The "Salvation Committee of the Fatherland", ARF forces and many civilians retreated to Zangezur, where they joined Garegin Nzhdeh, where the Republic of Mountainous Armenia was established. The mountain republic held out against the Bolsheviks until July. The Armenian leaders escaped to Persia to avoid arrest and possible execution by the Bolsheviks.

The reasons of the revolt were later discussed by the Bolshevik government and it was decided to treat the population with more tolerance. After suppressing the February Uprising, Alexander Miasnikian was appointed chairman of the Council of People's Commissars of Armenia, the newly installed government of the Armenian Soviet Socialist Republic.

==International reactions==
On February 18, the Committee sent a message to the Armenian delegation in Paris and to the leaders of world powers (France, United Kingdom, Italy), League of Nations, etc., but it remained unanswered.
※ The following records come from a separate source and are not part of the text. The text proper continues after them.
PR #273, opened 2016-05-21
Upgrade to lodash v4

lgeiger:


rgbkrk:
Would you want to enable Travis @lgeiger?

lgeiger:
@rgbkrk Actually I've set up Travis for hydrogen a while ago but I didn't had time to write specs.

A message was also sent to the Armenian delegation in Tiflis, Georgia, where after the Sovietization of Armenia, local Armenians were subjected to violence. Georgia responded to the message on February 21, when the Armenian embassy was reopened in Tiflis. Georgia fell to the Soviets on February 25, thereafter the Armenian rebels were left alone against the Bolshevik forces in the Caucasus.